What the exercise asks
Copy out each line of the data below in which the string "components" appears.

Supplied data
◆ ◆ ◆ ◆

PR #1612, opened 2024-11-19
Add a form for setting the "secondary skip" route of a question

thomasiles:
### Add a form for setting the "secondary skip" route of a question

Trello card: https://trello.com/c/Ubj0HU4s/1966-allow-form-creators-to-add-a-secondary-route-to-a-question-route-for-up-to-2-branches

image

This PR is adds the input model, view, controller and route for creating new "secondary_skip" conditions.

This feature is behind the flag "branch_routing".

The following features haven't been done yet:
- redirecting the user if the user is trying to create a skip for question which doesn't have a route
- preventing the user adding more than one skip using /new(!)

These will be added soon.

Also not included from the ticket is JS code to manipulate the select options of the "take them to" field based on the answer to the first select. That will be done separately too. 

There are more tests to be added too for example request tests for the edit/create routes.

I think a few other things can also be cleaned up and refactored but I think it's safe to do those later.

### DIFF
--- a/app/controllers/pages/secondary_skip_controller.rb
+++ b/app/controllers/pages/secondary_skip_controller.rb
@@ -22,6 +22,28 @@ class Pages::SecondarySkipController < PagesController
     end
   end
 
+  def edit
+    secondary_skip_input = Pages::SecondarySkipInput.new(form: current_form, page:, record: secondary_skip_condition).assign_values
+
+    render template: "pages/secondary_skip/edit", locals: {
+      secondary_skip_input:,
+      back_link_url: show_routes_path(form_id: current_form.id, page_id: page.id),
+    }
+  end
+
+  def update
+    secondary_skip_input = Pages::SecondarySkipInput.new(secondary_skip_input_params.merge(record: secondary_skip_condition)).assign_values
+
+    if secondary_skip_input.submit
+      redirect_to show_routes_path(form_id: current_form.id, page_id: page.id)
+    else
+      render template: "pages/secondary_skip/edit", locals: {
+        secondary_skip_input:,
+        back_link_url: show_routes_path(form_id: current_form.id, page_id: page.id),
+      }, status: :unprocessable_entity
+    end
+  end
+
 private
 
   def secondary_skip_input_params
@@ -30,5 +52,9 @@ private
 
   def ensure_branch_routing_feature_enabled
     raise ActionController::RoutingError, "branch_routing feature not enabled" unless Settings.features.branch_routing
+  end
+
+  def secondary_skip_condition
+    @secondary_skip_condition ||= current_form.pages.flat_map(&:conditions).compact_blank.find(&:secondary_skip?)
   end
 end
--- a/app/controllers/pages/secondary_skip_controller.rb
+++ b/app/controllers/pages/secondary_skip_controller.rb
@@ -8,7 +8,25 @@ class Pages::SecondarySkipController < PagesController
       back_link_url: show_routes_path(form_id: current_form.id, page_id: page.id),
     }
   end
+
+  def create
+    secondary_skip_input = Pages::SecondarySkipInput.new(secondary_skip_input_params)
+
+    if secondary_skip_input.submit
+      redirect_to show_routes_path(form_id: current_form.id, page_id: page.id)
+    else
+      render template: "pages/secondary_skip/new", locals: {
+        secondary_skip_input:,
+        back_link_url: show_routes_path(form_id: current_form.id, page_id: page.id),
+      }, status: :unprocessable_entity
+    end
+  end
+
 private
+
+  def secondary_skip_input_params
+    params.require(:pages_secondary_skip_input).permit(:routing_page_id, :goto_page_id).merge(form: current_form, page:)
+  end
 
   def ensure_branch_routing_feature_enabled
     raise ActionController::RoutingError, "branch_routing feature not enabled" unless Settings.features.branch_routing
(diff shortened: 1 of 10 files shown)


app/controllers/pages/secondary_skip_controller.rb
```diff
@@ -0,0 +1,60 @@
...
+
+  def create
+    secondary_skip_input = Pages::SecondarySkipInput.new(secondary_skip_input_params)
+
+    if secondary_skip_input.submit
+      redirect_to show_routes_path(form_id: current_form.id, page_id: page.id)
+    else
+      render template: "pages/secondary_skip/new", locals: {
+        secondary_skip_input:,
+        back_link_url: show_routes_path(form_id: current_form.id, page_id: page.id),
```
thomasiles, line 20: I think back links can now be directly in the views and we don't need to pass locals at all. Secondary_skip_input can be an instance variable instead.

app/views/pages/secondary_skip/edit.html.erb
```diff
@@ -0,0 +1,11 @@
+<% set_page_title(title_with_error_prefix(t('page_titles.new_secondary_skip', route_index: 2), false)) %>
```
thomasiles, line 1: I've left the heading the same for now.

app/input_objects/pages/secondary_skip_input.rb
```diff
@@ -0,0 +1,120 @@
...
+  end
+
+  def answer_value
+    page.conditions.find { |rc| rc.answer_value.present? }.answer_value
+  end
+
+  def continue_to
+    page.has_next_page? ? page_name(page.next_page) : end_page_name
+  end
+
```
thomasiles, line 78: the above methods are all for displaying the form rather than related directly to the form model.

I've put them here for now because it's direct. there maybe a better location for them

config/locales/en.yml
```diff
@@ -1308,6 +1323,17 @@ en:
         You can only add one route from each question.
       </p>
   save_and_continue: Save and continue
+  secondary_skip:
+    new:
+      back: Back to question %{page_position}'s routes
+      caption: Question %{page_position}'s routes
+      details_html: |
+        <p>People who select an answer that does not have a route assigned to it will continue to the next question.</p>
+        <p>If you need to, you can make these people skip one or more questions later in the form. For example, you might want them to skip route 1's questions. This allows you to create 2 different ‘branches’ of questions.</p>
```
lfdebrux, line 1332:
```suggestion
        <p>If you need to, you can make these people skip one or more questions later in the form. For example, you might want them to skip route 1’s questions. This allows you to create 2 different ‘branches’ of questions.</p>
```

config/locales/en.yml
```diff
@@ -1308,6 +1323,17 @@ en:
         You can only add one route from each question.
       </p>
   save_and_continue: Save and continue
+  secondary_skip:
+    new:
+      back: Back to question %{page_position}'s routes
+      caption: Question %{page_position}'s routes
```
lfdebrux, line 1329:
```suggestion
      back: Back to question %{page_position}’s routes
      caption: Question %{page_position}’s routes
```

lfdebrux (commented):
Spotted some quotes that could be curly

lfdebrux (commented):
This works well on my machine, nice one getting this done!

I'm still going through the code, but so far what I'm seeing looks great.

app/views/pages/secondary_skip/_form.html.erb
```diff
@@ -0,0 +1,36 @@
+<%= form_with(model: secondary_skip_input, url: submit_path) do |f| %>
+  <% if  secondary_skip_input&.errors.any? %>
+    <%= f.govuk_error_summary %>
+  <% end %>
+
+  <h1 class="govuk-heading-l">
+    <span class="govuk-caption-l"><%= t("secondary_skip.new.caption", page_position: secondary_skip_input.page.position) %></span>
+    <%= t("page_titles.new_secondary_skip", route_index: 2) %>
```
lfdebrux, line 8: Let's put a TODO comment here to come back to this magic number when we start supporting multiple branches...

app/views/pages/secondary_skip/_form.html.erb
```diff
@@ -0,0 +1,36 @@
...
+  </h1>
```
lfdebrux, line 9: It probably makes sense to have the page heading in the page template rather in this partial, so that it and the page title can be changed at the same time easily

lfdebrux (approved):
:shipit:

config/locales/en.yml
```diff
@@ -106,6 +106,15 @@ en:
               too_long: Question text must be %{count} characters or less
             selection_options:
               too_many_selection_options: You cannot have more than 30 options in a list when people can select more than one option
+        pages/secondary_skip_input:
+          attributes:
+            goto_page_id:
+              already_consecutive: The question you want to skip to is already straight after the question you want to skip from
+              blank: Select the question or page you want to take the person to
+              equal: The question you want to skip from  cannot be the same question you want to take them to
```
hannahkc, line 114:
```suggestion
              equal: The question you want to skip from cannot be the same question you want to take them to
```

thomasiles: well spotted! I've updated it

config/locales/en.yml
thomasiles: Thanks, I should really be better at checking these before asking for a review

lfdebrux (approved):

PR #1613, opened 2024-11-19
Log entry method for selection options

stephencdaly:

Trello card: https://trello.com/c/SVZMGF6m

We want to know how many people are using the text box or individual fields to enter their options when creating a "Select from a list of options" question. We want to know whether this depends on how many options they are entering.

Log when options are submitted, with:
- The input method (is_bulk_entry)
- The number of options (options_count)
- Whether people can select more than one option (only_one_option)

We will use this log line to create a report in Splunk.

Example log line:

```json
{
  "level": "INFO",
  "time": "2024-11-19T17:19:54.191+00:00",
  "message": "Submitted selection options for a selection question",
  "is_bulk_entry": true,
  "options_count": 5,
  "only_one_option": false,
  "host": "localhost",
  "request_id": "b2754d29-0ecf-41ba-b08d-38387f9a01e3",
  "session_id_hash": "1d58c47c593c22b10014f124ada9d0de46e4f1b2386c2fb5fe5ab63e6597c6d5",
  "user_id": 1,
  "user_email": "example@example.com",
  "user_organisation_slug": "government-digital-service",
  "form_id": "8",
  "page_id": "32"
}
```

### DIFF
--- a/app/helpers/logging_helper.rb
+++ b/app/helpers/logging_helper.rb
@@ -1,0 +1,9 @@
+module LoggingHelper
+  def log_selection_question_options_submitted(is_bulk_entry:, options_count:, only_one_option:)
+    Rails.logger.info("Submitted selection options for a selection question", {
+      is_bulk_entry:,
+      options_count:,
+      only_one_option:,
+    })
+  end
+end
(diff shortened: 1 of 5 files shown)


DavidBiddle (approved):
Neat solution, code looks good and works for me locally :tada:

PR #1614, opened 2024-11-20
Fix task description

lfdebrux:

I noticed a task description that looks incorrect, I've changed it to what I think it should be.


DavidBiddle (approved):
Good spot! 🎉

PR #1615, opened 2024-11-20
Update links in selection questions reports

stephencdaly:

Trello card: https://trello.com/c/SVZMGF6m/1985-measure-and-report-how-form-creators-use-long-lists-of-options

Update the links to forms in the reports that list the selection questions with each input component to link to the readonly page that lists the questions for the live form, rather than the draft questions page.


DavidBiddle (approved):
Looks good and works locally 🎉

PR #1616, opened 2024-11-21
Fix secondary_skip #update and add before_actions to prevent errors

thomasiles:
# Fix errors in editing secondary skip routes

This PR combines two things:
- fixes an issue which prevents secondary skips being updated correctly
- adds before actions to prevent secondary skips being added when they shouldn't be

They could be separate PRs but are combined because they cover very similar parts of the code and the updates to the tests reveal them.

### DIFF
--- a/app/controllers/pages/secondary_skip_controller.rb
+++ b/app/controllers/pages/secondary_skip_controller.rb
@@ -1,5 +1,5 @@
 class Pages::SecondarySkipController < PagesController
-  before_action :ensure_branch_routing_feature_enabled
+  before_action :ensure_branch_routing_feature_enabled, :ensure_page_has_skip_condition
 
   def new
     secondary_skip_input = Pages::SecondarySkipInput.new(form: current_form, page:)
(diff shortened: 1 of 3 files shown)


app/controllers/pages/secondary_skip_controller.rb
```diff
@@ -54,6 +56,20 @@ def ensure_branch_routing_feature_enabled
...
+    end
+  end
+
+  def ensure_secondary_skip_exists
+    redirect_to show_routes_path(form_id: current_form.id, page_id: page.id) if secondary_skip_condition.blank?
+  end
+
+  def ensure_secondary_skip_blank
+    redirect_to show_routes_path(form_id: current_form.id, page_id: page.id) if secondary_skip_condition.present?
+  end
```
lfdebrux, line 71: I think rather than doing a redirect here we should just return a 404, or even raise an exception; we shouldn't be directing users to these pages in these scenarios right?

lfdebrux (approved):
Really nice! I like how you've split the commits up a lot. Sorry I missed this bug during my initial review, good call adding more request specs.

I've left one comment about the before actions, but it's not a blocker.

app/controllers/pages/secondary_skip_controller.rb
thomasiles: hmm, thats a good point. I was thinking the only time this would show up would be when a user had multiple tabs open. In that case a link might still point to new and I figured redirecting them back to the routes page would make sense rather than showing an error.

That might pretty confusing in use though so perhaps showing an error is better.

I'm going to merge this for now but I'm happy to change it.

lfdebrux: Ooh, that's a good point about multiple tabs, I hadn't thought about that. Something to think more about then.

PR #1619, opened 2024-11-21
Fix secondary skip display pagelist

thomasiles:
### Fix the text for secondary skip's in the pagelist component

Trello card: https://trello.com/c/faPNxjxY/2517-update-routing-pages-to-match-designs-snags-ticket

The text used when showing secondary skips in the pagelist is referencing the wrong question.

This commit fixes it.

## Wrong, before this commit
image

## Right, after this commit
image

See the designs for more info.

### DIFF
--- a/app/components/page_list_component/view.rb
+++ b/app/components/page_list_component/view.rb
@@ -18,7 +18,7 @@ module PageListComponent
 
     def condition_description(condition)
       if condition.secondary_skip?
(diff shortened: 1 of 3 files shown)


lfdebrux (approved):

lfdebrux:
Oh good spot! It's hard keeping all this stuff together in one's head 😅

PR #1623, opened 2024-11-22
Turn on long lists feature for all users

DavidBiddle:

Trello card: https://trello.com/c/v9BZe6or/1998-release-long-lists-with-autocomplete-for-all-departments?filter=label:Feature%20team%20one,label:Tech%20Support,label:X%20feature%20teams

Includes:
- removing any use of the long_lists_enabled flag on groups
- updating and cleaning up the tests
- A tiny content fix for some visually hidden text that had the wrong translation in it

There are some cleanup tasks that this PR does not include:
- removing the `long_lists_enabled` database column and the task for setting it. That will be done separately, once we're happy that this PR hasn't broken anything and won't need to be reverted.
- removing the old selection type files and translations, since we don't need them any more
- renaming references to 'long list selection' (since we now only have one type of selection)

These will need to be done in one or more subsequent PRs once we're confident in the changes.

### DIFF
--- a/app/components/page_settings_summary_component/view.html.erb
+++ b/app/components/page_settings_summary_component/view.html.erb
@@ -39,22 +39,12 @@
                     href: @change_selections_options_path,
                     visually_hidden_text: t("page_settings_summary.selection.options")) %>
     <% end %>
-    <% if @long_lists_enabled %>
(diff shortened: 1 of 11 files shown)


stephencdaly (approved):
Changes all look good for me and it works as expected when running locally.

◆ ◆ ◆ ◆

Exercise result
--- a/app/components/page_list_component/view.rb
+++ b/app/components/page_list_component/view.rb
--- a/app/components/page_settings_summary_component/view.html.erb
+++ b/app/components/page_settings_summary_component/view.html.erb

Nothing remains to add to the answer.